▸ WORK TO BE COMPLETED
Below are the records; give again exactly the line with "PR #230, opened 2026-06-09", the line with "## API reference", and each line that lies between them, and nothing besides.

--- START ---

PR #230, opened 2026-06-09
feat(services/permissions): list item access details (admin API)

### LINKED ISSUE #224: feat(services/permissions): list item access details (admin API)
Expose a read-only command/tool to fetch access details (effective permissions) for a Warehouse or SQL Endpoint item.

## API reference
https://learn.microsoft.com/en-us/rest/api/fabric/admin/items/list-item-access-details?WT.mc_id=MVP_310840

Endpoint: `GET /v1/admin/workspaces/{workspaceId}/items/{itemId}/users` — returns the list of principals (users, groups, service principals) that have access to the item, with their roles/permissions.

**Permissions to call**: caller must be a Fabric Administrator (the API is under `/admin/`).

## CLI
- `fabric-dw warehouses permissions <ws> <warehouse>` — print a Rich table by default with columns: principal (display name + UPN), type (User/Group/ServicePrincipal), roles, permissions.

--- END ---
--- START ---

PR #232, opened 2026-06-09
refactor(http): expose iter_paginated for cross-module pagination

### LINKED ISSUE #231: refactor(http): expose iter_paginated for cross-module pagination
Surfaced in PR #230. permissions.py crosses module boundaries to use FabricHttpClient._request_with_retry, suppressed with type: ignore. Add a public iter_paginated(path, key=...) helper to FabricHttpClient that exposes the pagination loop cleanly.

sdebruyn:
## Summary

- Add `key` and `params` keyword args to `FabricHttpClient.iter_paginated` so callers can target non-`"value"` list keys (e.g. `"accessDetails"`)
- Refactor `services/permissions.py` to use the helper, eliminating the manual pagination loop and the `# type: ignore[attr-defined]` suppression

--- END ---
--- START ---

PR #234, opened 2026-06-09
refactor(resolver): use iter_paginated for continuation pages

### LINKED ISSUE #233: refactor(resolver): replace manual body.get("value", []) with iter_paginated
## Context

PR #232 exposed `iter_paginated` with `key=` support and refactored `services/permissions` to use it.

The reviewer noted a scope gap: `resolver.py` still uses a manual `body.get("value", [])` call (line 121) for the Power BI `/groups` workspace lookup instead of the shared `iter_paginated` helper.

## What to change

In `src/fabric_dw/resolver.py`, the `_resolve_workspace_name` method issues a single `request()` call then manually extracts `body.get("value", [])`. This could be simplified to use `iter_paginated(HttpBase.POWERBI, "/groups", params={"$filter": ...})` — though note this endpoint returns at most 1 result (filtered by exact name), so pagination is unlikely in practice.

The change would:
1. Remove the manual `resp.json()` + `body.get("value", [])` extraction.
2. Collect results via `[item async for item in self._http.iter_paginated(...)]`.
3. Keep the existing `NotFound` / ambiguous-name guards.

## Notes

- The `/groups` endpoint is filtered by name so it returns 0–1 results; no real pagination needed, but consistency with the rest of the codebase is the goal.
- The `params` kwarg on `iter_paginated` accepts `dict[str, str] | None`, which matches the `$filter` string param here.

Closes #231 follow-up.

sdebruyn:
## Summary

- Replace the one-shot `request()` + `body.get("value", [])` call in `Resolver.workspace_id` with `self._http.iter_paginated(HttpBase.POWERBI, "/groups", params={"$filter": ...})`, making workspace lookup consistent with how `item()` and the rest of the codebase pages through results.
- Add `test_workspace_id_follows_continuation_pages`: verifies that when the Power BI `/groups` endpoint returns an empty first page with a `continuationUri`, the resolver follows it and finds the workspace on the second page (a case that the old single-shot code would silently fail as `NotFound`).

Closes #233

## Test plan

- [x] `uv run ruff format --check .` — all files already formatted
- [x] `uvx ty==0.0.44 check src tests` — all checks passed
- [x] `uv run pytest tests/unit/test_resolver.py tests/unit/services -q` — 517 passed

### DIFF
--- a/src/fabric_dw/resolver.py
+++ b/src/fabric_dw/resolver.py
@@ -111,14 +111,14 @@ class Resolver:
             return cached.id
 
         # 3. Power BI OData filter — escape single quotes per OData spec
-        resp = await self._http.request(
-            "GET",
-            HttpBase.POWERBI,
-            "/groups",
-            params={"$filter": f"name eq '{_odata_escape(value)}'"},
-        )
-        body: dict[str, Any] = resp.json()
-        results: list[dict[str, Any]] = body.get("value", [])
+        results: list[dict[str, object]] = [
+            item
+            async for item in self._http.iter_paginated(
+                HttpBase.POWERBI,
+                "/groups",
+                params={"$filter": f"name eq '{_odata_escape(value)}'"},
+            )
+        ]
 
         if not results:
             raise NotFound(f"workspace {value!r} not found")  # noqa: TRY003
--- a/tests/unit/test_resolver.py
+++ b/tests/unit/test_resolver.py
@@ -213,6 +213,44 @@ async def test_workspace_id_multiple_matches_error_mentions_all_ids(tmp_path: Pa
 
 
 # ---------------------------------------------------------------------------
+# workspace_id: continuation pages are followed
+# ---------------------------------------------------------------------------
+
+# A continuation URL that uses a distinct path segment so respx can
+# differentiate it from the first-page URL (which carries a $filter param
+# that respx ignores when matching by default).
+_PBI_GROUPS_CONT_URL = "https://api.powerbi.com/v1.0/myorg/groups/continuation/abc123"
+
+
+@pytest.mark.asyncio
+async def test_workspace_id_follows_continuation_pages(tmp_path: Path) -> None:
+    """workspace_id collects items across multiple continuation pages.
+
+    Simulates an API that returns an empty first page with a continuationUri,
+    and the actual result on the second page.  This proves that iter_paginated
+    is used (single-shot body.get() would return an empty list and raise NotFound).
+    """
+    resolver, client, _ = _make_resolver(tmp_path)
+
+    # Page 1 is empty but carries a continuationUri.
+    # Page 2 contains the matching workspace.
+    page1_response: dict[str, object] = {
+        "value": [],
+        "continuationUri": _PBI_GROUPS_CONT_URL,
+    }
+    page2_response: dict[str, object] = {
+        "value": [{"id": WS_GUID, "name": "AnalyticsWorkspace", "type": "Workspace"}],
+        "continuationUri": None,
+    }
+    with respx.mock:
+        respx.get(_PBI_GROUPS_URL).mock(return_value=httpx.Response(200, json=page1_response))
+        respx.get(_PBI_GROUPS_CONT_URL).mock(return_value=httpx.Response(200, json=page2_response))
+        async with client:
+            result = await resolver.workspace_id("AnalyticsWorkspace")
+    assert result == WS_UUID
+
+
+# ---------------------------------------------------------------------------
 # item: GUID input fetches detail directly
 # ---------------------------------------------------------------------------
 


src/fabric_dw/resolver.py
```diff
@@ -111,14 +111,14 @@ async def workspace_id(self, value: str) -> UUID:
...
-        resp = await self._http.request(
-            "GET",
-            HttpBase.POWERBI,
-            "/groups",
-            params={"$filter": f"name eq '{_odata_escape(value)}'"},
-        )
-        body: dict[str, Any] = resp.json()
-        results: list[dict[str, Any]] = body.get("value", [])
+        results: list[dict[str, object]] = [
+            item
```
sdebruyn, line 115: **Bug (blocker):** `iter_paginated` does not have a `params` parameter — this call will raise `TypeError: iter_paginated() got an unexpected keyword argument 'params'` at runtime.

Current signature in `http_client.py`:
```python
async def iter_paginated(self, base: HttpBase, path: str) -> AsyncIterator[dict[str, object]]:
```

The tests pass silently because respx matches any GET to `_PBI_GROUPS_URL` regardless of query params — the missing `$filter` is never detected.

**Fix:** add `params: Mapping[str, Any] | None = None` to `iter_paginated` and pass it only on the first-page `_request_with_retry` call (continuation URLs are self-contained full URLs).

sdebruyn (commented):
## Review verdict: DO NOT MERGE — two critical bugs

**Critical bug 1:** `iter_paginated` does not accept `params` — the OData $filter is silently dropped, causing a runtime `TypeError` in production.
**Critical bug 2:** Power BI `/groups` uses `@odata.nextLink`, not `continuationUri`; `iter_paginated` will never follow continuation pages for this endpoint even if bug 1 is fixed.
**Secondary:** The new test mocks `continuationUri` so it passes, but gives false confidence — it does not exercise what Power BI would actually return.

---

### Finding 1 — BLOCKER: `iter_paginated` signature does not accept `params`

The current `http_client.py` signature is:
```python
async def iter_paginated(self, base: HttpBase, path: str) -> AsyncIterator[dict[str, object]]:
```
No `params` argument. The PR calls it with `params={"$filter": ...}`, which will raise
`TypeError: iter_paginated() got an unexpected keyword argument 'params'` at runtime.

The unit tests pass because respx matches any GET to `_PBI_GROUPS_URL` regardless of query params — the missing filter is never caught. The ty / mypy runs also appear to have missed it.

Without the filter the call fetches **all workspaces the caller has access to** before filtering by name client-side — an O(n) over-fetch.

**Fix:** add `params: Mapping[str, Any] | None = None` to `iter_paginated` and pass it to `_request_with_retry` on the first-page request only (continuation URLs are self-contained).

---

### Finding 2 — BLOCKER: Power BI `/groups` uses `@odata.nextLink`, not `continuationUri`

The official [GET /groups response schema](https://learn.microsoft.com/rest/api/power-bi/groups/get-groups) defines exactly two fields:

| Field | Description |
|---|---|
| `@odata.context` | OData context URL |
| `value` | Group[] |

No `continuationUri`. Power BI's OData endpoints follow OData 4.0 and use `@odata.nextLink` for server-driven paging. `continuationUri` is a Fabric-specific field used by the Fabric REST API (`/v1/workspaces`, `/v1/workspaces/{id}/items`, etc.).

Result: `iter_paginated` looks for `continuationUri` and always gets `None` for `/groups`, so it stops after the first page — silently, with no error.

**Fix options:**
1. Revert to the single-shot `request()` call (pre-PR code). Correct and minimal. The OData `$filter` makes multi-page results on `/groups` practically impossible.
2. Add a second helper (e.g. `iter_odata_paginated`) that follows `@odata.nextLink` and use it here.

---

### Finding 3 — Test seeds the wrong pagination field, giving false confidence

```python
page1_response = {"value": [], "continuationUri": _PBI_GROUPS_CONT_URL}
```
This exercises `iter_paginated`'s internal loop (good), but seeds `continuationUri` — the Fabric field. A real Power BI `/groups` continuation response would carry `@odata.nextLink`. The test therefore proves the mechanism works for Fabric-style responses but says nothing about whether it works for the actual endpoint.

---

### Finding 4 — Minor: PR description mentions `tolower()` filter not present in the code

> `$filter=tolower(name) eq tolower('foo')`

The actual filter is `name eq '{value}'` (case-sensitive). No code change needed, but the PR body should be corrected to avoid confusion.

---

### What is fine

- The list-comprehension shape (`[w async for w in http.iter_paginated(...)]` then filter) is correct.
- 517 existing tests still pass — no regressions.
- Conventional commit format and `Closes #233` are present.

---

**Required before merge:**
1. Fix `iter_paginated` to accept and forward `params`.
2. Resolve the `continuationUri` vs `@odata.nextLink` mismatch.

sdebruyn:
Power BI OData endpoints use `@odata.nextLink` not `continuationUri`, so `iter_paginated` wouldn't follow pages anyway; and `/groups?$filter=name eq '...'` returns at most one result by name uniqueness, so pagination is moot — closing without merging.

--- END ---

▸ RESULT FOR THIS EXERCISE
PR #230, opened 2026-06-09
feat(services/permissions): list item access details (admin API)

### LINKED ISSUE #224: feat(services/permissions): list item access details (admin API)
Expose a read-only command/tool to fetch access details (effective permissions) for a Warehouse or SQL Endpoint item.

## API reference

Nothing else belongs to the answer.